Author Contributions
Conceptualization: JH, ACC; Methodology: JH, ACC; Software: JH (Python, R), TT (Matlab, R), SA (Matlab); Writing: Original Draft: JH, Revision: JH, HC, ACC; Visualization: JH, ACC; Supervision: HC, ACC; Project Administration: ACC; Funding Acquisition: HC, ACC.
Sources of Funding
JH was supported by the A*STAR Scientific Scholars Fund. TT was supported by a Singapore International Graduate Award from the A*STAR Graduate Academy. SA was supported by a Singapore International Pre-Graduate Award. HC was supported by grants MOE-2016-T2-1-001 from the Singapore Ministry of Education and NMRC-CG-M009 from the National Medical Research Council. ACC was supported by grants MOE-2013-T2-2-054 and MOE2017-T2-1-089 from the Singapore Ministry of Education, grants 1231AFG030 and 1431AFG120 from the A*STAR Joint Council Office, and Duke-NUS Medical School. The authors received additional support from a Biomedical Research Council block grant to the Institute of Molecular and Cell Biology.
Data Availability
The Matlab, Python, and R packages are all available on Github, and are licensed under the BSD 3-Clause Clear License.
Guide to using DABEST
There are five ways to use DABEST.
No installation or download is required for the web application or Google Colab; either requires only an internet connection. The other methods require you to install Python, Matlab, or R on your personal computer.
Web application
Access estimationstats.com.
Choose one of the functions, e.g. two groups.

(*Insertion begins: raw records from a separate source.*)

PR #3177, opened 2020-07-20
Fix for reddit.com

### LINKED ISSUE #669: Static, Dynamic: Reddit spoiler text is visible
[Example.](https://old.reddit.com/r/stevenuniverse/comments/948673/can_you_guess_which_su_episode_is_has_the_highest/)

Static:
default
Dynamic:
default

Gusted:
- Simulate spoiler behaviour
- Resolves #669


Gusted:
Not using important as that will overide the hover behaviour.

PR #3180, opened 2020-07-20
blob fixes for facebook.com

Myshor:
...


Gusted:
You know they will become useless ;)

Myshor:
No they won't... and they will be good start for refactor with new IGNORE FUNCTION 😝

Use the preloaded data or enter your own data.
Google Colaboratory
Open an window in any modern browser (Chrome, Firefox, or Safari). Use incognito or private mode if you wish to remain anonymous.
Access this online example notebook to view the code that generated the Figure. You can view or download the notebook, but cannot run it without signing in.

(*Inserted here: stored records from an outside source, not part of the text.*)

PR #3182, opened 2020-07-20
Add IGNORE IMAGE ANALYSIS documentation

Gusted:
- Add explaination what IGNORE INMAGE ANALYSIS does

TODO: Fix grammer(I think so), Add more explaination.

### DIFF
--- a/README.md
+++ b/README.md
@@ -87,7 +87,7 @@ For **Dynamic mode** use `INVERT` only for dark images that are invisible on dar
 `!important` keyword should be specified for each CSS property to prevent overrides by other stylesheets.
 **Dynamic mode** supports `${COLOR}` template, where `COLOR` is a color value before the inversion (`white` will become `black` in dark mode).
 - `IGNORE INLINE STYLE` rule will not analyze the inline style of matched selectors. (e.g. `--darkreader-inline-bgcolor` or `<p style='color: red'>This will not be analyzed by Dark Reader if it has a matched selector</p>`)
-- `IGNORE IMAGE ANALYSIS` rule will not analyze background-image's of matched selectors.
+- `IGNORE IMAGE ANALYSIS` rule will not any images of matched selectors.
 
 **Dynamic variables**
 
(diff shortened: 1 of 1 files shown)


README.md
```diff
@@ -77,13 +77,17 @@ CSS
...
+IGNORE IMAGE ANALYSIS
+.logo
 ```
 - `INVERT` rule inverts specified elements.
 For **Dynamic mode** use `INVERT` only for dark images that are invisible on dark backgrounds (icons, diagrams, charts, `<img>` and `<svg>` elements).
 - `CSS` rule adds custom CSS to a web page.
 `!important` keyword should be specified for each CSS property to prevent overrides by other stylesheets.
 **Dynamic mode** supports `${COLOR}` template, where `COLOR` is a color value before the inversion (`white` will become `black` in dark mode).
 - `IGNORE INLINE STYLE` rule will not analyze the inline style of matched selectors. (e.g. `--darkreader-inline-bgcolor` or `<p style='color: red'>This will not be analyzed by Dark Reader if it has a matched selector</p>`)
+- `IGNORE IMAGE ANALYSIS` rule will not analyze background-image's of matched selectors.
```
sprinkledcheese, line 90: just **images**

sprinkledcheese:
You should add some examples too, like fast.com's blob is fixed. Also nextdns.io logo is fixed.  This only works on the exact selector right? It doesn't work if I use the parent selector?

Gusted:
It should behave as a rule and not as a element so no just exact selectors.  The example is for how you could use it so should it behave as a class or as CSS or list of selectors etc. 0

README.md
```diff
@@ -87,7 +87,7 @@ For **Dynamic mode** use `INVERT` only for dark images that are invisible on dar
 `!important` keyword should be specified for each CSS property to prevent overrides by other stylesheets.
 **Dynamic mode** supports `${COLOR}` template, where `COLOR` is a color value before the inversion (`white` will become `black` in dark mode).
 - `IGNORE INLINE STYLE` rule will not analyze the inline style of matched selectors. (e.g. `--darkreader-inline-bgcolor` or `<p style='color: red'>This will not be analyzed by Dark Reader if it has a matched selector</p>`)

If you would like to run the code in Colaboratory, you will need an Google account with which to sign in.
Matlab
Download DABEST-Matlab from Mathworks File Exchange or the Github repo.

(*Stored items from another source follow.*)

PR #3520, opened 2020-08-25
Initial security policy draft

erkinalp:
This adds a formal security policy.
@alexanderby @Gusted feedback requested.

### DIFF
--- a/SECURITY.md
+++ b/SECURITY.md
@@ -1,0 +1,15 @@
+# Security Policy
+
+## Supported Versions
+
+Use this section to tell people about which versions of your project are
+currently being supported with security updates.
+
+| Version | Supported          |
+| ------- | ------------------ |
+| 5.1.x   | :white_check_mark: |
+| 5.0.x   | :x:                |
+| 4.9.x   | :white_check_mark: |
+| < 4.9   | :x:                |
+
+## Reporting a Vulnerability
--- a/SECURITY.md
+++ b/SECURITY.md
@@ -18,7 +18,7 @@ Latest version is supported.
 In case there is a vulnerability left behind, immediately notify
 to <darkreaderapp@gmail.com>; unless you can fix it yourself,
 in which case open a pull request on 
-<https://github.com/darkreader/darkrader/pulls>.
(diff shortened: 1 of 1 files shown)


erkinalp:
This adds a formal security policy.

SECURITY.md
```diff
@@ -0,0 +1,21 @@
...
+
+| Version   | Supported          |
+| --------- | ------------------ |
+| 4.9.16    | :white_check_mark: |
+| < 4.9.16  | :x:                |
+
+## Reporting a Vulnerability
+
+In case there is a vulnerability left behind, immediately notify
+to <darkreaderapp@gmail.com>; unless you can fix it yourself,
```
Gusted, line 19: > unless you can fix it yourself,

So that everyone can see the PR and abuse the bug right away?

SECURITY.md
```diff
@@ -0,0 +1,21 @@
+# Security Policy
+
+DarkReader is known to have no intentional security vulnerabilities.
```
Gusted, line 3: `Dark Reader` instead of `DarkReader`

SECURITY.md
```diff
@@ -0,0 +1,21 @@
...
+If reported, vulnerabilites will be fixed in the shortest time possible,
```
Gusted, line 4: `shortest time and highest priority as possible`

Gusted (changes requested):
Not sure how we even will be vulnerable, as it's a simple extension that only can be modified internal settings trough the UI that always have checks in place. However the API could be, but that's rather that it will load images that aren't needed in the first place. 🤷🏽‍♀️

SECURITY.md
erkinalp: I left that bit intentionally, to enable a copyleft relicense, which require the changes the published as soon as possible.

SECURITY.md
erkinalp: Fixing priority is deliberately left out as it would imply a warranty policy.

alexanderby (approved):

Gusted (approved):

Follow the tutorial on Github.
Python
Install the Anaconda distribution of Python 3.6 and Jupyter.
Download the example notebook from Colaboratory (see above).
Run the example notebook to install and test DABEST-Python.
Or, install DABEST with this line in the terminal: pip install dabest
A tutorial on DABEST-Python can be found here.
R
Run this line in the R console: install.packages(“dabestr”)
Note that a version of R > 3.5.0 is required.
Acknowledgements
The authors are grateful to Mashiur Rahman for help and advice, and to Hung Nguyen for developing the web app front end.